WHAT THE EXERCISE ASKS :: If a line of the data below holds the word "clear", list it.

SOURCE RECORDS ::
PR #17683, opened 2024-09-03
Fixes #15565 : Advanced Avro schema recursion depth issue

### LINKED ISSUE #15565: Recursion issue when parsing advanced Avro Schemas
**Affected module**
Ingestion

**Describe the bug**

When parsing more complex avro schema, where we have object 'Item' (from example below) which can have property 'itemList', which is additional list of 'Item' objects, this will cause infinite recursion issue and failure of whole ingestion.

Ideally such schema should be parsed properly however upon RecursionException it would be acceptable to skip it. It is not the case and whole Python process exists with SIGABORT signal - the suspected culprit here is C library used for avro parsing.

**To Reproduce**

```
from metadata.parsers.avro_parser import parse_avro_schema


data = """
{
  "type": "record",
  "name": "RecursionIssue",
  "namespace": "com.issue.recursion",
  "doc": "Schema with recursion issue",
  "fields": [
    {
      "name": "issue",
      "type": {
        "type": "record",
        "name": "Issue",
        "doc": "Global Schema Name",
        "fields": [
          {
            "name": "itemList",
            "default": null,
            "type": [
              "null",
              {
                "type": "array",
                "items": {
                  "type": "record",
                  "name": "Item",
                  "doc": "Item List  - Array of Sub Schema",
                  "fields": [
                    {
                      "name": "itemList",
                      "type": [
                        "null",
                        {
                          "type": "array",
                          "items": "Item"
                        }
                      ],
                      "default": null
                    }
                  ]
                }
              }
            ]
          }
        ]
      }
    }
  ]
}

"""
try:
    print(parse_avro_schema(data))
except RecursionError as e:
    print(e.args)
```

**Expected behavior**
Schema is parsed properly (or Python code doesn't fail with SIGABRT).

**Version:**
 - Python version: 3.9
 - OpenMetadata version: [e.g. 0.8] 1.3.1
 - OpenMetadata Ingestion package version: [e.g. `openmetadata-ingestion[docker]==XYZ`] 1.3.1

**Additional context**

SumanMaharana:
### Describe your changes:

Fixes #15565 : Advanced Avro schema recursion depth issue

#
### Type of change:

- [x] Bug fix
- [ ] Improvement
- [ ] New feature
- [ ] Documentation

#
### Checklist:

### DIFF
--- a/ingestion/src/metadata/parsers/avro_parser.py
+++ b/ingestion/src/metadata/parsers/avro_parser.py
@@ -27,6 +27,7 @@ from metadata.utils.logger import ingestion_logger
 logger = ingestion_logger()
 
 RECORD_DATATYPE_NAME = "RECORD"
+PARSED_ALREADY = dict()
 
 
 def _parse_array_children(
@@ -241,6 +242,7 @@ def parse_avro_schema(
                 description=parsed_schema.doc,
             )
         ]
+        PARSED_ALREADY.clear()
         return models
     except Exception as exc:  # pylint: disable=broad-except
         logger.debug(traceback.format_exc())
@@ -255,6 +257,12 @@ def get_avro_fields(
     Recursively convert the parsed schema into required models
     """
     field_models = []
+
+    if parsed_schema.name in list(PARSED_ALREADY.keys()):
+        if PARSED_ALREADY[parsed_schema.name] == parsed_schema.type:
+            return
+    else:
+        PARSED_ALREADY.update({parsed_schema.name: parsed_schema.type})
 
     for field in parsed_schema.fields:
         try:
--- a/ingestion/tests/unit/test_avro_parser.py
+++ b/ingestion/tests/unit/test_avro_parser.py
@@ -530,6 +530,55 @@ RECORD_INSIDE_RECORD = """
 }
 """
 
+RECURSION_ISSUE_SAMPLE = """
+{
+  "type": "record",
+  "name": "RecursionIssue",
+  "namespace": "com.issue.recursion",
+  "doc": "Schema with recursion issue",
+  "fields": [
+    {
+      "name": "issue",
+      "type": {
+        "type": "record",
+        "name": "Issue",
+        "doc": "Global Schema Name",
+        "fields": [
+          {
+            "name": "itemList",
+            "default": null,
+            "type": [
+              "null",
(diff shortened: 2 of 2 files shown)


ingestion/src/metadata/parsers/avro_parser.py
```diff
@@ -27,6 +27,7 @@
 logger = ingestion_logger()
 
 RECORD_DATATYPE_NAME = "RECORD"
+PARSED_ALREADY = {}
```
sushi30, line 30: since we are using a global variable, add a test that runs this twice to validate there are no side effects.

sushi30 (changes requested):

ingestion/src/metadata/parsers/avro_parser.py
SumanMaharana: I'm doing a `PARSED_ALREADY.clear()` before we return the parsed schema to take care of it.
In the test this scenario has been already taken care of as we have mutiple sample schemas having the same name and type in it.

sushi30: why is it global?

sushi30 (changes requested):

ingestion/src/metadata/parsers/avro_parser.py
SumanMaharana: To parse the avro schema we are having an recursive approach for its fields.
To check if a schema is parsed already its declared out of function.

sushi30: If its a recursive function the correct way is to have the state in the function signature. Something like:

```python
def parse_avro_schema(
    schema: str, cls: Type[BaseModel] = FieldModel, already_parsed
) -> Optional[List[Union[FieldModel, Column]]]:
```

Then start with the initial state:

```python
parse_avro_schema(schema,cls,[])
```

SumanMaharana: yes right. i'll put it in a function signature

sushi30: you can set the the `already_parsed` as optional and initialize it to an empty list if its `None`. That way the first call will initialize the recursion stack.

EXERCISE SOLUTION ::
+        PARSED_ALREADY.clear()
SumanMaharana: I'm doing a `PARSED_ALREADY.clear()` before we return the parsed schema to take care of it.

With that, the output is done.